Не в силах выдерживать тишину в палате – комфортную для Нейтана, вялую и гнетущую – для неё, мать фыркнула на старшего сына, и, беспокойно выскочив в коридор, накинулась с расспросами на первого попавшегося бедолагу в белом халате.

- Знать бы, что с ним происходит, – нарушила Симон вновь наступившую с уходом миссис Петрелли тишину.

- Перед тем, как отключиться, он сказал, что обрел слишком много способностей.

Не сдержавшись, она сердито обернулась на Нейтана

- Питер хотел видеть эту картину.

- Поэтому я и просил не показывать её ему! – повышенным тоном напомнил он, – иначе он бы немедля отправился в Техас. Он мой брат и я его люблю, поэтому ему не следовало там быть!

- Это было очень важно для него, – упрямо возразила Симон.

- И ты веришь в эту чушь? – изменившимся, глухим голосом спросил Нейтан, – будущее… картины… конец света…? – он две недели только и думал, что об этом бреде, и чувствовал, что ни его разум, ни его сердце не выдержат более ни одной такой бесплодной, ни к чему не приводящей мысли. Сколько бы он ни варился здесь, подле Питера, в собственном соку, это ни на миллиметр не приблизило его к пониманию происходящего.

- Я знаю, что он верит. А я верю в него.

- Отлично. Докажи, – он порывисто встал с места, – я торчу здесь уже две недели, сложа руки, и наблюдаю, как мой брат умирает!

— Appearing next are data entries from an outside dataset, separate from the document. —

PR #12565, opened 2021-11-03
Remove hexdata field from token send

### LINKED ISSUE #10194: 'Show Hex Data' field ignored for token sends
**Describe the bug**
If the "Show Hex Data" advanced setting is enabled, the "Hex data" field will still appear in the token send flow but it will be completely ineffectual. Any contents submitted will not appear in the final transaction data.

1. Enable "Show Hex Data" in the advanced settings
2. Initiate a token send
3. Enter anything in the "Hex data" field
4. See that on the confirmation page, in the 'Data' tab, the hex data entered will not be shown.

**Expected behavior**
The "Hex data" field should not be shown for token sends. The data sent with a token send needs to reflect the operation taking place.

I'm not sure whether arbitrary data can be added to a token send without breaking it, but if it can, then that would be an OK solution too.

hmalik88:
Fixes: #10194 

Explanation:  Added `asset` as another piece of state mapped to props for the `SendContent` component. Then used `asset` to implement logic to **not** render the `SendHexDataRow` component for assets of type `TOKEN` (ERC-20).

Manual testing steps:  
  - Hit send on main screen (make sure "Show Hex Data" is enabled in Advanced settings prior to this step)
  - Enter recipient address
  - Observe that the Hex Data field is no longer visible

### DIFF
--- a/ui/pages/send/send-content/send-content.component.js
+++ b/ui/pages/send/send-content/send-content.component.js
@@ -55,9 +55,7 @@ export default class SendContent extends Component {
     else if (getIsBalanceInsufficient)
       gasError = INSUFFICIENT_FUNDS_FOR_GAS_ERROR_KEY;
     const showHexData =
-      this.props.showHexData &&
-      asset.type !== ASSET_TYPES.NATIVE &&
-      asset.type !== ASSET_TYPES.TOKEN;
+      this.props.showHexData && asset.type !== ASSET_TYPES.TOKEN;
 
     return (
       <PageContainerContent>
--- a/ui/pages/send/send-content/send-content.component.js
+++ b/ui/pages/send/send-content/send-content.component.js
@@ -9,6 +9,7 @@ import {
   UNSENDABLE_ASSET_ERROR_KEY,
   INSUFFICIENT_FUNDS_FOR_GAS_ERROR_KEY,
 } from '../../../helpers/constants/error-keys';
+import { ASSET_TYPES } from '../../../ducks/send';
 import SendAmountRow from './send-amount-row';
 import SendHexDataRow from './send-hex-data-row';
 import SendAssetRow from './send-asset-row';
@@ -32,6 +33,7 @@ export default class SendContent extends Component {
     noGasPrice: PropTypes.bool,
     networkOrAccountNotSupports1559: PropTypes.bool,
     getIsBalanceInsufficient: PropTypes.bool,
+    asset: PropTypes.string,
   };
 
   render() {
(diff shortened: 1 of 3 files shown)


hmalik88:

ui/pages/send/send-content/send-content.component.js
```diff
@@ -44,13 +46,18 @@ export default class SendContent extends Component {
...
     } = this.props;
 
     let gasError;
     if (gasIsExcessive) gasError = GAS_PRICE_EXCESSIVE_ERROR_KEY;
     else if (noGasPrice) gasError = GAS_PRICE_FETCH_FAILURE_ERROR_KEY;
     else if (getIsBalanceInsufficient)
       gasError = INSUFFICIENT_FUNDS_FOR_GAS_ERROR_KEY;
+    const showHexData =
+      this.props.showHexData &&
+      asset.type !== ASSET_TYPES.NATIVE &&
```
danjm, line 59: Why don't we want to showHexData is the asset type is `NATIVE`?

hmalik88: When I added in hex data for an Ether send it no longer showed the transaction as a transfer on etherscan. I'm also not sure why we would want to allow hex data for a `NATIVE` token send, open to hearing your thoughts :)

image

Gudahtt: But... this would disable custom hex data for all transactions :sweat_smile: There are only two types - native and token.

The _sole purpose_ of this field is to add additional data to simple send transactions. Sometimes people want to attach messages to their transfers, and sometimes they just want a way to embed a message on the blockchain. Maybe there are other reasons, I'm not sure.

Either way, I don't see why we'd care how Etherscan displays such transactions.

danjm: Okay, yeah, you can just hide hex data if `asset.type !== ASSET_TYPES.TOKEN`

hmalik88: @Gudahtt That's true, I suppose hex data wouldn't matter for a native token send, I hadn't realized we were not wanting to enable hex data for ERC-20 was because the hex data would potentially mess up the transfer invocation 😅. A transfer can be successful with hex data if the ERC20 has extra functions with an extra field on `transfer` but I guess that would be too much of a pain to deal with. Update coming in a few!

hmalik88: > To clarify that a little bit, it's not so much that it would mess up the transfer invocation. But rather that right now we _overwrite_ the custom hex data entered by the user with the transfer invocation. So it's misleading to include the filed when it just gets overwritten.

Good to know, thanks!

kumavis (approved):

Gudahtt (approved):
LGTM!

Отведи меня к художнику, я хочу понять, стоит ли это того, – не давая Симон (да и самому себе тоже) ни малейшего шанса для отступа, Нейтан с мрачной решимостью облачился в свой пиджак – совсем как в свою броню, порядком истончившуюся за последние пару недель – и, перед тем, как уйти, подошёл к постели брата.

Сражённая его безапелляционностью, Симон покорно подхватила сумочку, кинула последний взгляд на Питера и направилась к выходу, оставляя братьев одних.